Look through the entries. Copy each line that has the word "anonymize".

Dataset entries:

[Start of section]

PR #29, opened 2020-08-25
use ndarray and np.matmul() instead of the deprecated matrix class

sjswerdloff:
reformatting by black

### DIFF
--- a/src/Model/ROI.py
+++ b/src/Model/ROI.py
@@ -1,12 +1,29 @@
 import collections
+import multiprocessing
 import sys
 import time
 
-from PyQt5.QtCore import QPoint
-from PyQt5.QtWidgets import QWidget, QApplication, QGraphicsScene, QGraphicsView, QLabel, QVBoxLayout, QMainWindow
-from PyQt5.QtGui import QPainter, QPainterPath, QPolygon, QPolygonF, QColor, QPixmap, QPen, QBrush
 import numpy as np
-import multiprocessing
+from PyQt5.QtCore import QPoint
+from PyQt5.QtGui import (
+    QBrush,
+    QColor,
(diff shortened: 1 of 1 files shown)


src/Model/ROI.py
```diff
@@ -110,20 +127,37 @@ def calculate_matrix(img_ds):
 
     # Equation C.7.6.2.1-1.
     # https://dicom.innolitics.com/ciods/rt-structure-set/roi-contour/30060039/30060040/30060050
-    matrix_M = np.matrix(
-        [[orientation[0] * dist_row, orientation[3] * dist_col, 0, position[0]],
-         [orientation[1] * dist_row, orientation[4] * dist_col, 0, position[1]],
-         [orientation[2] * dist_row, orientation[5] * dist_col, 0, position[2]],
-         [0, 0, 0, 1]]
+    matrix_M = np.ndarray(
```
sjswerdloff, line 130: crux of the change

src/Model/ROI.py
```diff
@@ -137,7 +171,7 @@ def get_pixluts(dict_ds):
     :return: a dictionary of transformation matrices
     """
     dict_pixluts = {}
-    non_img_type = ['rtdose', 'rtplan', 'rtss']
+    non_img_type = ["rtdose", "rtplan", "rtss"]
```
sjswerdloff, line 174: from here down is just reformatting by black

src/Model/ROI.py
```diff
@@ -1,12 +1,29 @@
 import collections
+import multiprocessing
```
sjswerdloff, line 2: imports did not change, just re-ordered by isort

Fincap (approved):

PR #33, opened 2020-09-02
Without RTSS, selecting ROI Delete option will crash the program

kylelw23:
When selecting ROI Delete option, if there are no RTSS, a guard message will display.
image


kylelw23:
This pull request pushes my commit from team2020 branch to master branch, what I was intended to do is push my commit from my branch to team2020.

PR #34, opened 2020-09-02
Team2020

Fincap:
DVH calculation can now be skipped when a RTSTRUCT and RTDOSE are identified.

As it stands, once in the main patient window there is no way to calculate DVHs. This option is to be implemented.


src/View/ProgressWindow.py
```diff
@@ -56,6 +58,17 @@ def update_progress(self, progress_update):
         self.text_field.setText(progress_update[0])
         self.progress_bar.setValue(progress_update[1])
 
+    def prompt_calc_dvh(self):
+        choice = QMessageBox.question(self, "Calculate DVHs?", "RTSTRUCT and RTDOSE datasets identified. Would you "
+                                                               "like you calculate DVHs? (This may take up to several "
```
sjswerdloff, line 63: change from:
Would you like you calculate DVHs
to:
Would you like to calculate DVHs

src/Model/PatientDictContainer.py
```diff
@@ -23,6 +23,12 @@ def __init__(self, path, dataset, filepaths, **kwargs):
         self.filepaths = filepaths
         self.additional_data = kwargs
 
+    def add(self, key, value):
```
sjswerdloff, line 26: implies silent overwrite.
If the PatientDictContainer is expected to be sort of immutable, the "additional_data" part is not going to act that way now that there is an add that overwrites.
Depending on the behaviour you want, it might be prudent to raise a KeyError if someone tries to add a key that is already there.

sjswerdloff (commented):
One minor message text change, but one significant design impact issue.
Please take a look at the design impact issue (PatientDictContainer.add(self,key,value))
and let's find a place to discuss that.  It might be fine the way it is, but it warrants discussion.

PR #35, opened 2020-09-02
Fix DICOM Tree tab displays files not part of dataset

kylelw23:
Due to the hardcoded nature of the DICOM tree tab, when files such as RTSTRUCT and RTDOSE are not loaded into the program they will still display as options in the dropdown menu. Selecting these will crash the program. Additionally, all image files will be labelled as CT slices, even if the slices are not CT images.

So I put combobox.addItem RTDose and RTStruct in mainwindow.has_rtss condition, that solved the above error.


had647:
All good for this commit. Thanks, I will merge it now

PR #38, opened 2020-09-03
Team2020

Fincap:
ROI renaming and deletion is now reflected in the DVH tab (including DVH export)

### DIFF
--- a/src/View/mainpage/StructureTab.py
+++ b/src/View/mainpage/StructureTab.py
@@ -147,9 +147,10 @@ class StructureTab(object):
 		changes is a tuple of (new_dataset, description_of_changes)
 		description_of_changes follows the format {"type_of_change": value_of_change}.
 		Examples: {"rename": ["TOOTH", "TEETH"]} represents that the TOOTH structure has been renamed to TEETH.
-		{"delete": "TEETH"} represents that the TEETH structure has been deleted.
+		{"delete": ["TEETH", "MAXILLA"]} represents that the TEETH and MAXILLA structures have been deleted.
 		"""
 
+		print(changes)
 		new_dataset = changes[0]
 
 		# If this is the first time the RTSS has been modified, create a modified indicator giving the user the option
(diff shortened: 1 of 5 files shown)


src/View/mainpage/StructureTab.py
```diff
@@ -141,12 +141,18 @@ def update_content(self):
 
 		self.scroll_area.setWidget(self.scroll_area_content)
 
-	def structure_modified(self, new_dataset):
+	def structure_modified(self, changes):
 		"""
 		Executes when a structure is renamed/deleted. Displays indicator that structure has changed.
+		changes is a tuple of (new_dataset, description_of_changes)
+		description_of_changes follows the format {"type_of_change": value_of_change}.
```
sjswerdloff, line 148: and are of type
``dict`` with key (type of change) having type ``str`` and value (value_of_change) having type ``list`` of ``str``
And the type_of_change drives how the list is to be interpreted.
While I figured it out, it took a bit.  The examples are great.  But it is nice to have a straight up specification of the data type involved, especially given that python is loosely typed and late binding.

src/View/mainpage/StructureWidget.py
```diff
@@ -8,7 +8,7 @@
 
 class StructureWidget(QtWidgets.QWidget):
 
-    structure_renamed = QtCore.pyqtSignal(Dataset)  # new PyDicom dataset
+    structure_renamed = QtCore.pyqtSignal(tuple)  # (new_dataset, change_description)
```
sjswerdloff, line 11: does it go without saying that the new_dataset, which is of type ``pydicom.dataset.Dataset`` is representing an RT Structure Set?  
At some point, people might want to use Segmentation objects (not something you need to worry about), but my point is that in addition to the python data type involved, in some of the code, it really does matter which DICOM object (SOP Class) is being represented by the pydicom.dataset.Dataset.  In other parts of the code, it really does not matter which SOP Class is involved.

PR #43, opened 2020-09-07
Add pseudonymisation and pymedphys requirement

sjswerdloff:
I've made the anonymisation capable of using pymedphys pseudonymisation.
However, I've also made it backward compatible in a python environment that doesn't have pymedphys in it, so the code falls back to using the previous style of anonymisation.
This was to avoid a breaking change on merge that would have caused *everyone* to have to update their environments right away.


src/Model/Anon.py
```diff
@@ -726,24 +668,76 @@ def anonymize(path, Datasets, FilePaths, rawdvh):
         first_dicom_object["PatientName"].repval
     )
 
-    if not file_previously_anonymised:
-        hashed_patient_id = _gen_md5_and_sha1_hash(Original_P_ID)
-        hashed_patient_name = _gen_md5_and_sha1_hash(patient_name_in_dataset)
+    # get the pname_ID ("Patient Name  + PatientID") before any anonymisation
```
sjswerdloff, line 671: note that this change is in the public anonymize() function, the diff viewer may make this appear to be in the private _anonymise_dicom_data()

Fincap (approved):

parise22 (approved):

[End of section]

Task result:
@@ -726,24 +668,76 @@ def anonymize(path, Datasets, FilePaths, rawdvh):
sjswerdloff, line 671: note that this change is in the public anonymize() function, the diff viewer may make this appear to be in the private _anonymise_dicom_data()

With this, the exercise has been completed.